Less attention has been paid to the research being conducted into building similarly small molecular transistors and, eventually, microprocessors.
Nanotechnology is a stage deeper and more complex than MEMS and it may take some time before the first fruits of the research is ready to leave the lab.
The technology involves building machines atom-by-atom. But Zyvex is currently stalled. It has built machines – scanning probe microscopes – capable of picking up a single atom. But melding one atom to another with the necessary precision has proved elusive. If it uses too little force, the atoms fail to meld. Too much and the atoms cannot be melded correctly.

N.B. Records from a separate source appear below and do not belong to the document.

PR #274, opened 2022-04-22
Hotfix - Fix collection loading bottlenecks

alecritson:
Currently, if you have a lot of collections then the collection tree has a massive hit on browser performance due to the amount of Javascript being loaded up for each node tree. 

This PR rewrites most of the logic so we only load up one tree at a time and switches to using a Livewire component to fetch the children. 

The logic for doing the updates has mostly stayed on the CollectionGroup component since we want to trigger events to update the tree which we do things like reordering.

This also includes an eager loading fix to the collection view which was slowing it down.


packages/admin/resources/views/livewire/components/collections/collection-groups/show.blade.php
```diff
@@ -146,7 +146,12 @@ class="block w-full px-4 py-2 text-sm text-left hover:bg-gray-100"
         </x-hub::modal.dialog>
       @endif
       <div class="mt-4 space-y-2">
-        <x-hub::nested-tree :tree="$this->getCollectionTree()" :owner="$group" sort-group="root" />
+        @livewire('hub.components.collections.collection-tree', [
+          'nodes' => $tree,
+          'sortGroup' => 'root',
+          'owner' => $group,
+        ], key('tree-root'))
+        {{-- <x-hub::collection-tree :tree="$tree" :owner="$group" sort-group="root" /> --}}
```
glennjacobs, line 154: Should we keep commented code?

glennjacobs (approved):

PR #275, opened 2022-04-24
sidebar urls with permission

nurmuhammet-ali:
Right now, even if the staff does not have permission, can view links in the sidebar. My solution is not the best. Open to any ideas. But please let's get it done.


alecritson:
We currently have some code in the [MenuSlot](https://github.com/getcandy/getcandy/blob/main/packages/admin/src/Menu/MenuSlot.php#L94) class, would this mean this isn't functioning properly?

nurmuhammet-ali:
Hey, what's up? I'm not saying there is a bug or error, I'm saying Users of the hub who don't have permission to view the resource (example: product types, ...), can see the link in the sidebar. Would this mean this isn't functioning properly? Well, I think yes. They don't have permission to view it so links in the sidebar should be hidden. I'm sure my solution is not the best one, so if you have a better solution, let's pull that in.

PR #276, opened 2022-04-29
Allow number fields to be nullable

ryanmitchell:
When a number field was not required it was throwing an error when blank due to the strict blank check (the value can be null or blank).


alecritson:
Thanks @ryanmitchell !

Issue #286, opened 2022-05-13
Adding attributes after products exist causes errors


ryanmitchell:
GetCandy version: 2.0-beta12
Laravel Version: 8.83.6
PHP Version: 8.0
Database Driver & Version: Mysql 8

### Expected Behaviour:
Adding attributes once products/variants should be possible without errors.

### Actual Behaviour:
Adding attributes causes errors in the hub on existing product editing (e.g. GetCandy\FieldTypes\Text::__toString(): Return value must be of type string, null returned).

### Steps To Reproduce:
Create a product
Add a new attribute on variations that is a text or toggle field type
Edit the product
See error.

It can be fixed by updating getValue() in the fieldtypes to check for null but I didn't want to PR that in case you had reasons for not doing it.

To try and get round this, the company is resorting to MEMS technology in a bid to build a ‘nano assembler', a microscopic machine that could be used to manufacture nanotechnology devices. von Ehr hopes to see the company's first simple nanotech devices rolling off its ‘production lines' from 2005.
Most nanotechnology research is being conducted at universities. Particular areas of expertise include the University of Texas at Dallas, Rutgers University, the State University of New York, University of California at Santa Barbara, all in the US, Cranfield University and Imperial College of Science in the UK, University of Lund in Sweden, and Humboldt University in Germany, and University of Twente in the Netherlands.
- Philips Research, part of the Dutch consumer electronics giant, has demonstrated a 64-by-64 pixel display.
- IBM has been designing transistors, the building blocks of microprocessors, made from a hybrid of organic and inorganic materials. Researchers say that they have already been able to make prototype solutions that can be coated on to a wide range of substrate materials, not just silicon.
- Massachusetts Institute of Technology (MIT) has focused its research on what it calls ‘printable computers'. It says that it has been able to use a standard bubble jet printer to make some of the components of a printable computer. This research illustrates the potential that plastics hold for cutting the cost of producing many semiconductor parts. Joseph Jacobson, director of the MIT Media Lab, believes that his organisation is close to being able to "print out" a simple microprocessor, possibly before the end of 2002.
Other leading centres of research into plastic semiconductor technology includes Lucent's Bell Labs, the US Department of Defense and the University of Cambridge in England.